→ TASK DETAILS
Restate word for word the lines of the records below, starting at the line that contains "monokh: Could you label" and ending at the line that contains "monokh: If it's", with both of those lines included and nothing else.

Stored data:
================================

PR #91, opened 2022-07-02
feat: sort chains by dollar value or market cap or alphabetical

AndonMitev:
https://linear.app/liquality/issue/LIQ-1499/asset-display-for-a-brand-new-wallet

### DIFF
--- a/src/store/getters.ts
+++ b/src/store/getters.ts
@@ -22,7 +22,7 @@ import {
   NFTWithAccount,
   WalletId,
 } from './types';
-import { orderAssets } from './utils';
+import { orderAssets, orderChains } from './utils';
 
 const clientCache: { [key: string]: Client } = {};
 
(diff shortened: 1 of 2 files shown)


src/store/getters.ts
```diff
@@ -239,17 +239,22 @@ export default {
...
               const marketCap = assetMarketCap(asset);
               const tokenBalance = account.balances[asset];
-              const { type } = cryptoassets[asset];
+              const { type, matchingAsset } = cryptoassets[asset];
 
               if (fiat) {
                 hasFiat = true;
                 assetsWithFiat.push({ asset, type, amount: fiat });
               } else if (marketCap) {
+                if (type === 'native' && !matchingAsset) {
```
kraikov: you can use the enum here instead of string `native`

kraikov (changes requested):

src/store/getters.ts
AndonMitev: rdy

kraikov (approved):

PR #97, opened 2022-07-25
fix: improve balance fetching for multiaccount

kraikov:


src/store/actions/updateBalances.ts
```diff
@@ -1,108 +1,251 @@
...
+      const result = await client.chain.multicall.multicall<BigNumber[]>(multicallCallData);
+      console.log('result', result);
+
+      accounts.forEach((acc) => {
+        const balances = result.splice(0, acc.assets.length).map((balance, index) => {
+          if (balance) {
+            return balance.toString();
+          } else {
+            console.debug(`Balance not fetched: ${acc.assets[index]}`);
+            return '0';
```
monokh: IMO setting '0' on failure is not the right outcome. It will mean that if there is a network error, user will suddenly see 0 and might even freak out. Can we do something where failed fetch just does not update the balance for that sset ? This way, previous balance will be preserved.

src/store/mutations.ts
```diff
@@ -198,6 +198,50 @@ export default {
...
+
+          const updatedBalances = assets.reduce((result, asset, index) => {
+            result[asset] = balances[index];
+            return result;
+          }, {} as Record<string, string>);
+
+          const updatedAccount = {
+            ...account,
+            balances: { ...currentBalances, ...updatedBalances },
+            loadingInitialBalance: false,
```
monokh: This property is not defined anywhere in the state? We should formally define it or remove it if it's unused.

monokh (changes requested):

src/store/mutations.ts
kraikov: It's а heritage from the `UPDATE_BALANCE` action, that's why I left it

src/store/actions/updateBalances.ts
kraikov: Fixed in https://github.com/liquality/wallet-core/pull/97/commits/f8c7cc7f642eb9b809e4ae0aaf4cd440d8b95d5f

src/store/mutations.ts
kraikov: fixed in https://github.com/liquality/wallet-core/pull/97/commits/f8c7cc7f642eb9b809e4ae0aaf4cd440d8b95d5f

monokh (approved):

PR #187, opened 2022-09-20
fix: price source should be omitted when matching currency code is there

kraikov:


monokh (approved):

monokh:
some TS error
also needs changeset? 
Otherwise LGTM

kraikov:
> some TS error also needs changeset? Otherwise LGTM

Can we create a single release once https://github.com/liquality/wallet-core/pull/188 also gets merged?

PR #197, opened 2022-09-26
feat: debridge swap provider

igumirov:
This PR includes:

deBridge swap provider integration in wallet-core package

### DIFF
--- a/packages/wallet-core/src/swaps/debridge/DeBridgeSwapProvider.ts
+++ b/packages/wallet-core/src/swaps/debridge/DeBridgeSwapProvider.ts
@@ -19,15 +19,13 @@ import {
   SwapStatus,
 } from '../types';
 import cryptoassets from '../../utils/cryptoassets';
-import { Asset, Network, SwapHistoryItem, SwapProviderType, WalletId } from '../../store/types';
+import { Asset, Network, SwapHistoryItem, WalletId } from '../../store/types';
 import { isChainEvmCompatible, isERC20 } from '../../utils/asset';
 import { ChainNetworks } from '../../utils/networks';
 import { Transaction } from '@chainify/types';
 import { EvmChainProvider, EvmTypes } from '@chainify/evm';
 import { ActionContext } from '../../store';
-import { Client, HttpClient } from '@chainify/client';
-import { getSwapProvider } from '../../factory';
-import { OneinchSwapProvider } from '../oneinch/OneinchSwapProvider';
+import { Client } from '@chainify/client';
 
 interface BuildSwapQuote extends SwapQuote {
   fee?: number;
@@ -37,6 +35,15 @@ interface BuildSwapRequest {
   network: Network;
   walletId: WalletId;
   quote: BuildSwapQuote;
+}
+
+interface FullSubmissionInfo {
+  claim: {
+    transactionHash: string;
+  };
+  send: {
+    isExecuted: boolean;
+  };
 }
 
 export interface DebridgeSwapHistoryItem extends SwapHistoryItem {
@@ -58,8 +65,8 @@ export interface DebridgeSwapProviderConfig extends BaseSwapProviderConfig {
 }
 
 const zeroAddress = '0x0000000000000000000000000000000000000000';
-const nativeAddress = '0xeeeeeeeeeeeeeeeeeeeeeeeeeeeeeeeeeeeeeeee';
 const slippagePercentage = 1;
+const slippageBps = slippagePercentage * 100;
 const chainIds = [1, 56, 137, 42161, 43114];
 
 class DeBridgeSwapProvider extends SwapProvider {
@@ -96,7 +103,7 @@ class DeBridgeSwapProvider extends SwapProvider {
         params: {
           srcChainId: chainIdFrom,
           srcChainTokenIn: fromToken,
-          srcChainTokenInAmount: fromAmountInUnit.toNumber(),
+          srcChainTokenInAmount: fromAmountInUnit.toFixed(),
           slippage: slippagePercentage,
           dstChainId: chainIdTo,
           dstChainTokenOut: toToken,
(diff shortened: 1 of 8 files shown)


packages/wallet-core/src/swaps/debridge/DeBridgeSwapProvider.ts
```diff
@@ -0,0 +1,616 @@
...
+    try {
+      const fromToken = cryptoassets[from].contractAddress || zeroAddress;
+      const toToken = cryptoassets[to].contractAddress || zeroAddress;
+      const trade = await axios({
+        url: this.config.url + 'estimation',
+        method: 'get',
+        params: {
+          srcChainId: chainIdFrom,
+          srcChainTokenIn: fromToken,
+          srcChainTokenInAmount: fromAmountInUnit.toNumber(),
```
monokh: numbers in JS have a max that could be too small. Better to use `toFixed()` to get string here

packages/wallet-core/src/swaps/debridge/DeBridgeSwapProvider.ts
```diff
@@ -0,0 +1,616 @@
...
+          from: approvalTx.from,
+          to: approvalTx.to,
+          data: approvalTx.data,
+          value: '0x' + approvalTx.value!.toString(16),
+        };
+
+        gasLimit += (await client.chain.getProvider().estimateGas(rawApprovalTx)).toNumber();
+      }
+
+      const swapTx: any = await this.loadSwapTx({ network, walletId, quote });
```
monokh: why any? Looks like this type from the function is well defined

packages/wallet-core/src/swaps/debridge/DeBridgeSwapProvider.ts
```diff
@@ -0,0 +1,616 @@
...
+        from: fromAddress,
+        to: swapTx.to,
+        value: '0x' + Number(swapTx.value).toString(16),
+        data: swapTx.data,
+      };
+
+      try {
+        gasLimit += (await client.chain.getProvider().estimateGas(rawSwapTx)).toNumber();
+      } catch (e) {
+        if (swapTx.preSwap) {
```
monokh: could you add a little comment explaining what is happening here? 
If gas estimation fails, one inch is used?

packages/wallet-core/src/swaps/debridge/DeBridgeSwapProvider.ts
```diff
@@ -0,0 +1,616 @@
...
+
+  protected _toTxType(): string | null {
+    return null;
+  }
+
+  protected _totalSteps(): number {
+    return 4;
+  }
+
+  protected _timelineDiagramSteps(): string[] {
```
monokh, line 543: on the wallet, the timeline is strange. This is a MATIC -> BNB swap:
image

It should say Collecting BNB or Swapping MATIC
It's probably a bug in the wallet

packages/wallet-core/src/swaps/debridge/DeBridgeSwapProvider.ts
```diff
@@ -0,0 +1,616 @@
...
+        const chainIdFrom = ChainNetworks[cryptoassets[quote.from].chain][network].chainId;
+        const debridgeGate = new ethers.Contract(
+          this.config.chains[chainIdFrom as number].deBridgeGateAddress,
+          DeBridgeGate.abi,
+          provider
+        );
+        globalFee = (await debridgeGate.globalFixedNativeFee()) || 0;
+      }
+
+      const i = new BigNumber(21e3);
```
monokh: Could you label the number and variable? `21e3` I assume this number is a send gas limit?

packages/wallet-core/src/swaps/debridge/DeBridgeSwapProvider.ts
monokh: If it's possible, it would be good to also add the receive transaction. 
Hop and Thorchain swap providers demonstrate how this can be done. Then the timeline will display the swap tx as well as the transaction where the output was received.

packages/wallet-core/src/swaps/debridge/DeBridgeSwapProvider.ts
```diff
@@ -0,0 +1,616 @@
...
+  public async newSwap({ network, walletId, quote }: BuildSwapRequest) {
+    const approvalRequired = isERC20(quote.from);
+    const updates = approvalRequired
+      ? await this.approveTokens({ network, walletId, quote })
+      : await this.sendSwap({ network, walletId, quote });
+
+    return {
+      id: uuidv4(),
+      fee: quote.fee,
+      slippage: 50,
```
monokh: shouldn't this be according to `slippagePercentage` ? 
1 percent would be 100 (bips)

packages/wallet-core/src/swaps/debridge/DeBridgeSwapProvider.ts
```diff
@@ -0,0 +1,616 @@
...
+        url: this.config.url + 'transaction',
+        method: 'get',
+        params: {
+          srcChainId: chainIdFrom,
+          srcChainTokenIn: fromToken,
+          srcChainTokenInAmount: quote.fromAmount,
+          slippage: slippagePercentage,
+          dstChainId: chainIdTo,
+          dstChainTokenOut: toToken,
+          dstChainTokenOutRecipient: fromAddress,
```
monokh: Token out account could differ from the token in account. 
When users select assets to swap, they also explicitly select an account, this could be a different account from the default. 
To get the correct address: 
`await this.getSwapAddress(network, walletId, quote.from, quote.toAccountId);`

packages/wallet-core/src/swaps/debridge/DeBridgeSwapProvider.ts
```diff
@@ -0,0 +1,616 @@
...
+          dstChainFallbackAddress: fromAddress,
```
monokh: it would be same as above I think

packages/wallet-core/src/swaps/debridge/DeBridgeSwapProvider.ts
```diff
@@ -0,0 +1,616 @@
...
+        },
+      });
+      const estimation = result?.data?.estimation;
+      return result?.data?.tx
+        ? {
```
monokh: The few lines below is hard to read 😅 
Is it possible to split it across a few statements, so it's easier to read and follow?

packages/wallet-core/src/swaps/debridge/DeBridgeSwapProvider.ts
```diff
@@ -0,0 +1,616 @@
...
+    }
+  }
+
+  private async waitForSwapExecution({ swap, network, walletId }: NextSwapActionRequest<DebridgeSwapHistoryItem>) {
+    try {
+      if (await this.isExecuted(swap.swapTxHash)) {
+        const client = this.getClient(network, walletId, swap.from, swap.fromAccountId);
+        const { status } = await client.chain.getProvider().getTransactionReceipt(swap.swapTxHash);
+        this.updateBalances(network, walletId, [swap.fromAccountId]);
+        return {
```
monokh, line 478: Here is where you would set the receiveTx if we could do that

monokh (changes requested):
Thanks for contribution ✨ 
I tested and it worked. Just some small issues.

monokh (approved):

PR #199, opened 2022-09-28
feat: add chainify error parser and other changes

koderholic:
This PR does the following

1. Adds an Error Parser for Chainify
2. Updates Wallet Core so that a number of calls to chainify are wrapped using the Chainify Error Parser
3. Updates Wallet Core so that calls to oneInch APIs are wrapped using OneInch Error Parsers
4. Updates Wallet Core so that quote calls to Lifi are wrapped using LifiErrorParser
5. Minor updates to Liquality Error structure
6. Captures Custom Errors(thrown in wallet-core and wallet extension) in error-parser and refactor wallet-core so that Custom Errors are replaced with Liquality Errors.
7. Updates to error reporting

Link to Linear:
https://linear.app/liquality/issue/EXT-36/error-and-exception-handling-error-service-qa-engineer


packages/error-parser/src/reporters/console.ts
```diff
@@ -1,4 +1,4 @@
-import { LiqualityError } from '../LiqualityErrors';
+import { LiqualityError } from '../LiqualityErrors/LiqualityError';
 
 export function reportToConsole(error: LiqualityError) {
   console.log(error);
```
kraikov: Remove

kraikov (approved):

packages/error-parser/src/reporters/console.ts
koderholic: Hey @kraikov why do you suggest to remove?

kraikov: Sorry, I saw a console.log and my immediate reaction was to be removed.

koderholic: Oh got it!

packages/wallet-core/src/store/actions/sendTransaction.ts
```diff
@@ -43,15 +44,20 @@ export const sendTransaction = async (
...
-    to: getChain(network, chainId).formatAddress(to),
-    value: new BN(amount),
-    data,
-    gasLimit: gas,
-    fee,
-    asset: _asset,
-    feeAsset: _feeAsset,
-  });
+  const parser = getErrorParser(ChainifyErrorParser);
+  const tx = (await parser.wrapAsync(
```
monokh: Is there any way to make the wrapping of chainify calls seamless? 
It strikes me as verbose and error prone to have to wrap every call individually. 
Instead you could return proxies that handle chainify errors when client is created in `clients.ts`

packages/error-parser/src/parsers/wrapCustomError.ts
```diff
@@ -0,0 +1,8 @@
+import { InternalError } from '../LiqualityErrors';
+
+export function wrapCustomError(customError: any) {
```
monokh: this makes more sense as `createCustomError` 
when you read it in usage
`throw wrapCustomError(..)`
vs
`throw createCustomError(...)`

monokh: It would be even better if this function didn't exist and instead `InternalError` took an optional `rawError` in constructor. 

Then usage is even more simple:
`throw new InternalError({ raw: CUSTOM_ERRORS.NotFound.LedgerTransportCreator })`

monokh: by proxy i mean js proxy: https://developer.mozilla.org/en-US/docs/Web/JavaScript/Reference/Global_Objects/Proxy

packages/wallet-core/src/store/actions/sendTransaction.ts
koderholic: Done

packages/error-parser/src/parsers/wrapCustomError.ts
koderholic: Done

packages/wallet-core/src/utils/getTransactionByHash.ts
```diff
@@ -0,0 +1,6 @@
+import { Client } from '@chainify/client';
+import { Transaction } from '@chainify/types';
+
+export async function getTransactionByHash(client: Client, hash: string): Promise<Transaction<any>> {
```
monokh: What's the purpose of this extra level of indirection?
Just makes it a bit harder to figure out what the actual call is

Could we remove function and just call directly?

monokh (approved):

packages/wallet-core/src/utils/getTransactionByHash.ts
koderholic: Oh! was handy in the initial approach of wrapping each call to chainify to reduce verbosity resulting from the wraps. I'll just remove this now. Thanks for the mention.

koderholic: Done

================================

→ ANSWER TO THE PROBLEM
monokh: Could you label the number and variable? `21e3` I assume this number is a send gas limit?

packages/wallet-core/src/swaps/debridge/DeBridgeSwapProvider.ts
monokh: If it's possible, it would be good to also add the receive transaction. 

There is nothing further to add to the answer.